◆ Records for processing
PR #2420, opened 2026-09-10
[WC-3548]: honor Position of pagination for custom pagination

yordan-st:
### Pull request type

**Bug fix** (non-breaking change which fixes an issue)

### Description

Data Grid 2's "Position of pagination" property already controlled the built-in `Pagination` control but had no effect on custom pagination: `WidgetFooter` rendered the custom pagination widgets unconditionally and `WidgetTopBar` never rendered them at all, so "Above grid" silently did nothing. This mirrors the bug fixed for Gallery, which explicitly scoped Data Grid 2 out to keep that PR reviewable — this is that follow-up.

Custom pagination now honors `pagingPosition` in both runtime and editor preview: top bar for "Above grid", footer for "Below grid", and footer-only (not duplicated) for "Both" — duplicating the widgets placeholder would duplicate widget instances, DOM ids, and state. `pagingPosition` stays visible in Studio Pro when custom pagination is enabled (previously hidden as a stopgap), and a new design-time warning explains the single-render behavior for "Both".

- Add a Data Grid 2, enable Custom pagination, place a widget in the drop zone.
- Set "Position of pagination" to "Above grid" → widgets render above the grid, both at runtime and in the Studio Pro page editor preview.
- Set it to "Below grid" → widgets render below the grid (unchanged from before).
- Set it to "Both" → widgets render once, below the grid, and Studio Pro shows a warning on the "Position of pagination" property.
- Confirm "Position of pagination" stays visible/editable in the properties panel while Custom pagination is enabled.
- Regression: built-in pagination (Custom pagination off) still respects top/bottom/both as before.

No XML changes, no docs PR needed. Changelog entry included in this branch.

Ticket: WC-3548


iobuhov (approved):
LGTM

samuelreichert (approved):

leonardomendix (approved):

PR #290, opened 2018-04-30
scaling up PR _before_ the simplification

jread-usgs:


js/custom_projection.js
```diff
@@ -101,7 +101,7 @@ function albersUsaTerritories() {
     lower48.scale(_);
     alaska.scale(_ * 0.35);
     hawaii.scale(_);
-    puertoRico.scale(_ * 3);
```
aappling-usgs: ohhh, i get it. cool!

jread-usgs:
related to #285 
adds the VIs to the national view map

PR #294, opened 2018-04-30
welcome back circles-as-paths + fix missing ones

lindsaycarr:
As noted in https://github.com/USGS-VIZLAB/water-use-15/issues/119#issuecomment-385260864, there were some counties that were missing. This was because of using `.select('.wu-path')` instead of `.selectAll('.wu-path')` by mistake. So, it was only adding data for the first half of counties and not the second. This also follows #289 and removes stroke for circles as paths.

image

### DIFF
--- a/js/build_map.js
+++ b/js/build_map.js
@@ -200,10 +200,10 @@ function fillMap() {
   
   // add the circles
   // CIRCLES-AS-CIRCLES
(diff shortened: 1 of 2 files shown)


jread-usgs:
Looks good to merge, but let's keep it off of beta for the time being

PR #295, opened 2018-04-30
fixes #291

### LINKED ISSUE #291: clean up pre-process scaling code that alters PR/VI
Created some tech debt in `process_zip_to_shp.R` that should be cleaned up.

jread-usgs:
This is clean up for #291 and doesn't alter anything now (it isn't used). 

The syntax for using this (PR example):
```yaml
  county_boundaries_PR_shifted:
    command: scale_shifted_shps(county_boundaries_census_sp, fips = I(c('72','78')), scale = I(3))
```

The reason this exists is that we simplify all of the counties and state borders using lat/lon geometries from their actual location, then move some and scale some of them up or down for display (AK and PR notably). So, we are oversimplifying PR relative to its final display (it gets scaled up) and undersimplifying AK relative to its final display (it gets scaled down) when trying to hit the sweet spot with scaling factors so that the 1) file size isn't too big, 2) we don't simplify so much that we drop counties/islands. 

This potential solution may be useful in the future but is probably not now. There is a lot of challenging things going on in the [custom projection](https://github.com/USGS-VIZLAB/water-use-15/blob/master/js/custom_projection.js) js code that I couldn't wrap my head around, but the hope is we can pre-scale and then be able to take the scaling out of js (see [here](https://github.com/USGS-VIZLAB/water-use-15/blob/master/js/custom_projection.js#L104) ) or ...maybe both pre-scale and pre-shift sometime further down the road. 

red is original and black is scaled: 
image

image

I don't think this code fully works with the AK islands that are further west than -180° longitude, but I am not noodling around with that right now because I don't think this is going to be used in the near-term.

### DIFF
--- a/scripts/preprocess/process_zip_to_shp.R
+++ b/scripts/preprocess/process_zip_to_shp.R
@@ -24,15 +24,17 @@ read_shp_zip <- function(zipfile) {
   return(data_out)  
 }
 
-scale_shifted_shps <- function(sp, PR_scale = 3){
+#' @param fips a character vector of fips to be scaled
+#' @param scale a scale factor to apply to fips
+scale_shifted_shps <- function(sp, fips, scale){
   
-  pr_sp <- sp[(sp@data$STATEFP %in% c('72','78')), ]
-  pr_cent <- rgeos::gCentroid(pr_sp, byid=F)@coords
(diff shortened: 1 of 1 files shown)


jread-usgs:
_If_ we are going to end up using this code, we should probably extend this issue to properly handle Alaska.

PR #301, opened 2018-05-01
New rounding

ldecicco-USGS:
Only sigfig the characters, and do both state and national at 6 digits


ldecicco-USGS:
ACK...branch fail

PR #303, opened 2018-05-01
rank'em events 

wdwatkins:
Records dropping off the bars, or right or wrong answers.   No hover events

### DIFF
--- a/js/rank_states_utils.js
+++ b/js/rank_states_utils.js
@@ -175,14 +175,23 @@ function rankEm(barData) {
   rankSvg.droppedState = function(d){
     rankSvg.isDragged = false;
     var barchoice = d3.select('.chosen-rank-bar');
-        
+    var sessionId = getSessionId();
+    var timestamp = getTimestamp();
+    var draggedState = d3.select(this).attr('id').split('-')[0];
     if (barchoice.empty()){
       d3.select(this)
         .transition().duration(600)
           .attr('transform','translate(0,0)'); 
+      
+      gtag('event', 'dropped state off bars' , {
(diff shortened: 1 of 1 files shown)


js/rank_states_utils.js
```diff
@@ -191,7 +200,12 @@ function rankEm(barData) {
...
             .style('opacity', 0);
-        
+        gtag('event', 'dropped state correctly' , {
+          'event_category': 'figure',
+          'event_label': draggedState,
+          'sessionId': sessionId,
+          'timestamp': timestamp
+        });
         // is this the last one? if so, remove the directions    
         if (svgStates.select('#ranked-states-bars').selectAll('rect').filter('*:not(.locked-rank-bar)').empty()){
```
lindsaycarr: wondering if we should stick an event in here - 'completed game' or something?

wdwatkins: We could, although we should be able to determine that based on number of correct state drops.

lindsaycarr: is that easy to summarize in the analytics data that comes back for each user? So it would be simple to know how many users completed the game?

wdwatkins: Hmm, simple in R with a little dplyr, although thinking about it now, it might be good to be able to see that quickly through the GA UI.  I will add it.  I was trying to not get too out of hand with logging events.

lindsaycarr: Yeah, that makes sense. Just wanted to double check that we are making it easy for ourselves to get the information we want! I will merge once the new code pops up here.

PR #317, opened 2018-05-08
National pie chart is nicer

### LINKED ISSUE #312: clean up pie fig
- [ ] not callouts for big ones
- [ ] get "other" categories on chart somehow

also think about how to make it look really nice - this is the second figure people will see. Will it make them stay or leave?

lindsaycarr:
Fixes #312. This pie chart is the second figure people will see and might make the difference between staying or leaving. As such, it deserved some attention and customization.

# Before
image

# After
image


lindsaycarr:
Talked with @jread-usgs and we decided to rearrange so that the "other" categories were easier to read. Result:

image

PR #320, opened 2018-05-08
trying to fix clip extent for PR [probably not merging]

lindsaycarr:
We were missing a tiny island off the west of PR. This code brings it back into view, but then it was overlapping FL, so I had to translate all of PR/VI to the east. Unfortunately, this was no getting cut off by a clip extent there. I tried a combo of widening the clipExtent for lower48 and puertoRico but didn't have any luck.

◆ Problem to solve
Looking at the listing above, count the lines that contain "once" and give nothing but the number.

◆ Response box
2